Economia cresce, mas crédito travado impede empresas de investir
Banco Central projeta crescimento mais forte em 2026, mas juros elevados continuam limitando acesso ao crédito e freando expansão dos negócios.

A economia brasileira deve crescer mais em 2026, segundo projeções do Banco Central divulgadas recentemente. O problema? Quem poderia aproveitar esse crescimento — as empresas — segue com os cordões da bolsa apertados. Os juros altos mantêm o crédito caro e inacessível, criando um paradoxo: a economia melhora, mas as condições para expandir os negócios pioram.
A contradição do crescimento sem crédito
Quando a economia cresce, teoricamente tudo melhora: mais gente consome, mais empresas vendem, mais gente contrata. Mas isso funciona só se as empresas conseguem dinheiro pra investir em produção, abrir filiais, comprar máquinas. É aí que o sistema trava. Com a Selic alta (a taxa básica de juros do Brasil, que o Banco Central usa pra controlar inflação), pedir empréstimo fica caríssimo. Um banco cobra juros maiores pro empresário porque o custo do dinheiro no mercado está alto. Resultado: muitos donos de negócio preferem não expandir a pagar essas taxas absurdas.
O Banco Central reconhece isso no próprio relatório. A instituição projeta um crescimento mais robusto pro próximo ano, mas a mesma análise aponta que o crédito segue como um gargalo. Resumindo: os economistas sabem que poderia crescer mais se as empresas tivessem acesso a dinheiro barato. Num têm.
Quem sofre com isso
- ✓Pequenas e médias empresas, que dependem mais de crédito e têm menos acesso a outras fontes de financiamento
- Startups e negócios em crescimento, que precisam de capital pra escalar operações
- Trabalhadores, porque empresas que não expandem não contratam
- Consumidor final, porque menos competição de novos negócios significa menos inovação e preços potencialmente mais altos
O relatório não detalha números exatos de quanto o crédito está limitando o crescimento, mas a lógica é simples: se uma empresa quer crescer 30% mas consegue apenas 5% de financiamento ao custo disponível, ela cresce 5%. E enquanto isso, a economia global continua acelerando em alguns setores, o que significa que empresas brasileiras podem perder mercado pra concorrentes com acesso a crédito mais barato em outros países.

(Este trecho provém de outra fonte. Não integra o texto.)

PR #2026, opened 2024-05-09
RUM-3589: Add UpdateView and event calls monitoring

jonathanmos:
### What does this PR do?
• Adds a new UpdateView event to update the view immediately with attribute changes when performing addAttribute/removeAttribute
• Adds the new apis addAttributes/removeAttributes. AddAttributes receives a map of KV, and removeAttributes receives a set of keys
• Adds RumEventCallMonitor to warn the user that more than X calls were made in a time period and that this may impact performance

### Motivation
Solve the issue where modifying attributes was not updating for the view until after the next event was sent

### Additional Notes


xgouchet (changes requested):
> [!CAUTION] 
> You're adding a lot of changes in a single PR (and apparently a single commit), which makes it harder to read, and might add more friction in the comments. In addition, all of those being a single commit means that when we look in our git history, it'll be harder to understand as well. Could you please split this in three different commits and PRs please?

PR #2027, opened 2024-05-10
RUM-4413 Add telemetry on SR resources track

xgouchet:
### What does this PR do?

In order to better read the performance of the Image Resource upload for Session Replay, we add the telemetry on batch deleted/closed/expired with a dedicated track name.

### DIFF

Por que os juros não caem rápido
A resposta está na inflação e no risco. O Banco Central mantém juros altos porque precisa controlar preços — se solta a taxa de juros, a inflação volta. É um passe de mágica que não funciona. Além disso, investidores internacionais cobram prêmio maior pra emprestar pro Brasil quando há incerteza política ou fiscal. Isso também encarece o crédito.
O governo tem feito sinalizações de controle fiscal (cortes de gastos, austeridade), mas o mercado quer resultados concretos, não promessas. Enquanto isso não vier, o custo do crédito segue alto.
O que esperar agora
Se o Banco Central realmente vê espaço pra cortar juros (como o próprio relatório sugere indiretamente), isso levaria alguns meses pra ter efeito real no mercado de crédito. Nem toda redução de taxa chega até a empresa pequena — há sempre uma defasagem. Bancos reduzem lentamente os juros das novas operações porque ainda tão lucrando nas antigas.
Pro brasileiro comum, o impacto aparece no bolso quando: fica mais caro pegar crédito pessoal, financiamento de carro, empréstimo consignado. E pra quem tá pensando em pedir dinheiro emprestado, essa continua sendo uma época cara pra fazer isso.
O sinal que importa agora
O próximo passo é ficar de olho nas atas das reuniões do Banco Central. Se o banco realmente vai começar a reduzir a Selic, esse é o primeiro sinal. Depois, vem a velocidade dessa redução — se forem passos pequenos (0,25% por reunião) ou mais agressivos. Quanto mais rápido cai, mais rápido as empresas conseguem acessar crédito mais barato e começam a expandir de verdade.